Bab 9
Pandangan Sebastian tidak lepas dari Victoria. Tunangannya benar-benar cantik malam ini dan sedikit mengejutkannya. Meskipun masih duduk di kursi roda tapi tidak mengurangi pesonannya.
"Aku nggak tahu kamu bisa make up, Isabela," tanya Putri.
Victoria menunjuk Nita yang berdiri di dekat pintu dengan dagu. "Aku nggak bisa, Bibi tapi Nita pandai melakukannya.
"Oh, jadi pelayan itu yang meriasmu?"
"Benar sekali."
Malam ini Victoria sengaja bersikap sangat manis, dan manja pada Sebastian. Tidak menolak semua makanan yang ditawarkan dan menatap laki-laki itu sepenuh hati seperti perempuan yang sedang jatuh cinta pada umumnya. Sebastian pun bersikap sangat mesra dan penuh perhatian padanya.
"Aku dengar kalau Teddy dari perkebunan keluarga Yard datang ke kantormu?"
Perkataan Josep membuat Victoria yang sedang menyuap terpaku.

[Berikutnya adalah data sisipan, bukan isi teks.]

PR #6208, opened 2024-10-02
feat(perf): Follow array sets backwards in array set from get optimization

vezenovm:
# Description

## Problem\*

Part of general effort reduce Brillig bytecode sizes

## Summary\*

Follow-up to https://github.com/noir-lang/noir/pull/6207

From comments inside the PR:
```
/// If we have an array set whose value is from an array get on the same array at the same index,
/// we can simplify that array set to the array we were looking to perform an array set upon.
///
/// Simple case:
/// v3 = array_get v1, index v2
/// v5 = array_set v1, index v2, value v3
///
/// If we could not immediately simplify the array set from its value, we can try to follow
/// the array set backwards in the case we have constant indices:
///
/// v3 = array_get v1, index 1
/// v5 = array_set v1, index 2, value [Field 100, Field 101, Field 102]
/// v7 = array_set mut v5, index 1, value v3
///
/// We want to optimize `v7` to `v5`. We see that `v3` comes from an array get to `v1`. We follow `v5` backwards and see an array set
/// to `v1` and see that the previous array set occurs to a different constant index.
///
/// For each array set:
/// - If the index is non-constant we fail the optimization since any index may be changed.
/// - If the index is constant and is our target index, we conservatively fail the optimization.
/// - Otherwise, we check the array value of the `array_set``. We will refer to this array as array'.
///   In the case above, array' is `v1` from `v5 = array set ...`
///   - If the original `array_set` value comes from an `array_get`, check the array in that `array_get` against array'. 
///   - If the two values are equal we can simplify.
///     - Continuing the example above, as we have `v3 = array_get v1, index 1`, `v1` is
///       what we want to check against array'. We now know we can simplify `v7` to `v5` as it is unchanged.
///   - If they are not equal, recur marking the current `array_set` array as the new array id to use in the checks
```

## Documentation\*

Check one:

# PR Checklist\*


compiler/noirc_evaluator/src/brillig/brillig_ir/entry_point.rs
```diff
@@ -9,7 +9,7 @@ use super::{
 };
 use acvm::acir::{brillig::MemoryAddress, AcirField};
 
-pub(crate) const MAX_STACK_SIZE: usize = 32768;
+pub(crate) const MAX_STACK_SIZE: usize = 2048;
```
vezenovm, line 12: Accidentally committed this stack size increase when testing against the blob lib.

compiler/noirc_evaluator/src/ssa/ir/instruction.rs
```diff
@@ -818,25 +818,69 @@ fn try_optimize_array_get_from_previous_set(
...
+
+// If we could not immediately simplify the array set from its value, we can try to follow
+// the array set backwards:
+
+// v3 = array_get v1, index v2
+// v5 = array_set v1, index v4, value [Field 100, Field 101, Field 102]
+// v7 = array_set mut v5, index v2, value v3
+
+// We want to optimize `v7` to `v5`. We see that `v3` comes from an array get to `v1`. We follow `v5` backwards and see an array set
+// to `v1` and that array set occurs to a different index. We now know we can simplify `v7` to `v5` as it is unchanged.
```
TomAFrench, line 836: We can't make this optimization safely as we don't have a guarantee that `v2` is different from `v4`. If those are both user inputs then we could have `v2 == v4` and so the final result would be `v1` and returning `v5` would be incorrect.

vezenovm: Ah yes 🤦. I will change this optimization to work with just constants and see what we get.

TomAFrench:
Note that `run-external-checks` only runs `nargo check` on aztec packages so it'll only find issues which appear in the frontend. It won't pick up any SSA errors so you'll need to check that manually (or we can compile the contracts)

compiler/noirc_evaluator/src/ssa/ir/instruction.rs
```diff
@@ -818,25 +818,87 @@ fn try_optimize_array_get_from_previous_set(
...
+                        }
+
+                        if *array == array_from_get {
+                            return SimplifyResult::SimplifiedTo(original_array_id);
+                        }
+
+                        array_id = *array; // recur
+                    } else {
+                        return SimplifyResult::None;
+                    }
```
TomAFrench, line 893:
```suggestion
                    let Some(index) = dfg.get_numeric_constant(*index) else  {
                        return SimplifyResult::None;
                    }    
                    
                    if index == target_index {
                        return SimplifyResult::None;
                    }

                    if *array == array_from_get {
                        return SimplifyResult::SimplifiedTo(original_array_id);
                    }

                    array_id = *array; // recur
```

We could also remove a couple of layers from the match statements in a similar fashion tbh.

compiler/noirc_evaluator/src/ssa/ir/instruction.rs
```diff
@@ -818,25 +818,87 @@ fn try_optimize_array_get_from_previous_set(
...
+                    return SimplifyResult::None;
                 }
             }
-            _ => SimplifyResult::None,
+            _ => return SimplifyResult::None,
         },
-        _ => SimplifyResult::None,
+        _ => return SimplifyResult::None,
+    };
+
```
TomAFrench, line 869:
```suggestion
        // At this point we have determined that the value we are writing in the `array_set` instruction
        // comes from an `array_get` from the same index at which we want to write it at.
        // It's possible that we're acting on the same array where other indices have been mutated in between
        // the `array_get` and `array_set` (resulting in the `array_id` not matching).
        //
        // We then inspect the set of `array_set`s which which led to the current array the `array_set` is acting on.
        // If we can work back to the array on which the `array_get` was reading from without having another `array_set`
        // act on the same index then we can be sure that the new `array_set` can be removed without affecting the final result.
```

TomAFrench (approved):
I think it would be good to have some more documentation within the function about our reasoning about what we're doing at particular steps.

compiler/noirc_evaluator/src/ssa/ir/instruction.rs
```diff
@@ -818,25 +818,87 @@ fn try_optimize_array_get_from_previous_set(
...
+///
+/// We want to optimize `v7` to `v5`. We see that `v3` comes from an array get to `v1`. We follow `v5` backwards and see an array set
+/// to `v1` and see that the previous array set occurs to a different constant index.
+///
+/// For each array set:
+/// - If the index is non-constant we fail the optimization since any index may be changed.
+/// - If the index is constant and is our target index, we conservatively fail the optimization.
+/// - Otherwise, we check the array value of the array set. We will refer to this array as array'.
+///   In the case above, array' is `v1` from `v5 = array set ...`
+///   - Check the original array set value's array get against array'. If they are equal we can simplify.
```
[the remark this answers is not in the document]
vezenovm: Yeah I felt this sentence was a bit of a mess 😅  Let me know if that is more clear.

compiler/noirc_evaluator/src/ssa/ir/instruction.rs
```diff
@@ -818,25 +818,96 @@ fn try_optimize_array_get_from_previous_set(
...
+/// For each array set:
+/// - If the index is non-constant we fail the optimization since any index may be changed.
+/// - If the index is constant and is our target index, we conservatively fail the optimization.
+/// - Otherwise, we check the array value of the `array_set``. We will refer to this array as array'.
+///   In the case above, array' is `v1` from `v5 = array set ...`
+///   - If the original `array_set` value comes from an `array_get`, check the array in that `array_get` against array'.
+///   - If the two values are equal we can simplify.
+///     - Continuing the example above, as we have `v3 = array_get v1, index 1`, `v1` is
+///       what we want to check against array'. We now know we can simplify `v7` to `v5` as it is unchanged.
+///   - If they are not equal, recur marking the current `array_set` array as the new array id to use in the checks
```
TomAFrench, line 847:
```suggestion
/// For each array_set:
/// - If the index is non-constant we fail the optimization since any index may be changed.
/// - If the index is constant and is our target index, we conservatively fail the optimization.
/// - Otherwise, we check the array value of the `array_set`. We will refer to this array as array'.
///   In the case above, array' is `v1` from `v5 = array set ...`
///   - If the original `array_set` value comes from an `array_get`, check the array in that `array_get` against array'.
///   - If the two values are equal we can simplify.
///     - Continuing the example above, as we have `v3 = array_get v1, index 1`, `v1` is
///       what we want to check against array'. We now know we can simplify `v7` to `v5` as it is unchanged.
///   - If they are not equal, recur marking the current `array_set` array as the new array id to use in the checks
```

Issue #1258, opened 2023-04-30
Thin down stdlib to the minimum necessary and move code into external libraries.


TomAFrench:
### Problem

With various grant projects we've set the final step as "acceptance into the Noir standard library", this is problematic for a couple of reasons:

- It signals a transfer of "ownership" over the code from the grantee to the Noir language team.
  - These Noir developers are the best placed people to support, maintain and extend these libraries so we don't want to give the impression that we're "taking away" their code. They wrote it so they should be able to keep their name on it.
  - Similarly we can't / don't want to force a grantee to maintain a library if they don't want to, but a new maintainer's barrier to entry when forking an external library is much lower than making PRs to the stdlib.
- It prevents any breaking changes to these libraries without a breaking change to the standard library (and then to Noir itself) @kevaundray shared [this discussion thread](https://users.rust-lang.org/t/rust-should-have-a-big-standard-library-and-heres-why/37449/31) on a fat vs thin rust standard library.

### Proposed solution

We should restrict the usage of the stdlib to only be the most common of functions and functions which are required to be in the stdlib (e.g. black box function definitions). Everything else should be spun out into libraries which have their own separate versioning.

- `merkle.nr` can be spun out into `noir-lang/merkle` (I've pushed an initial version of this to https://github.com/TomAFrench/noir-merkle which can be transferred to the org)
- `sha256.nr`, `sha512.nr`, `hash/poseidon.nr` should be broken out into a `noir-lang/hashes` monorepo similar to https://github.com/RustCrypto/hashes.
- `ec.nr` can spun out into `noir-lang/elliptic-curves`.

Pushing out these functions from the stdlib forces us to deal with remote dependencies much more than when everything is in the stdlib. This is a good opportunity for dogfooding and allows us to strengthen our integration tests.

### Alternatives considered

We can retain these functions in the standard library and have it grow over time (continuously?). This will likely be a backwards compatibility nightmare in future.

### Submission Checklist

- [X] Once I hit submit, I will assign this issue to the Project Board with the appropriate tags.

kevaundray:
>This is complicated a little by some of the hash implementations in the stdlib being alternatives for black box functions, e.g. sha256. These fallback implementations would have to stay inside the standard library imo.

I think we should figure out a better way to do this because:

- We have fallback mechanisms in noir and in acvm (Not the end of the world)
- The fallback mechanism makes it such that we cannot compile a Noir program without a backend (since we need to know what exactly should have fallbacks and replce them if we can)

Dadanya berdebar seketika saat mendengar nama suaminya disebut.
"Memang, Teddy mengajukan kerja sama untuk pengiriman anggur," jawab Sebastian.
"Bukankah mereka sudah punya pengiriman langganan?"
"Itu yang aku ingin ketahui. Makanya aku telepon Orion, karena dulu keluarga Yard pernah kerja sama dengan Golden Eagle tapi terputus di tengah jalan. Orion yang tahu apa penyebabnya."
Victoria menahan napas, mendengar percakapan mereka. Tentu saja ia tahu apa penyebab keluarga Yard memutuskan hubungan dengan Golden Eagle. Saat itu, entah siapa yang salah tapi ada dana besar yang tidak dibayarkan. Golden Eagle menuntut pelunasan sedangkan pihak perkebunan jelas-jelas sudah membayar. Akhirnya tercapai kesepakatan untuk melunasi pembayaran dengan cara dicicil setelah tahu kalau dada pembayaran dibawa lari oleh salah satu anak buah perkebunan.
"Menurutku permintaannya tidak usah ditanggapi. Teddy itu licik," ucap Josep.
Kali ini Victoria sepakat dengan ucapan Josep.
"Diterima atau tidak, tergantung Orion."
Victoria melihat kalau Josep dan Haland bertukar pandang, sepertinya mereka tidak setuju dengan perkataan Sebastian tentang Orion. Ia tidak mengerti kenapa Antoni menyerah tanggung jawab perusahaan pada Sebastian dan Orion, alih-alih pada Haland dan Josep. Padahal mereka adalah keluarga dekat dan punya hubungan darah.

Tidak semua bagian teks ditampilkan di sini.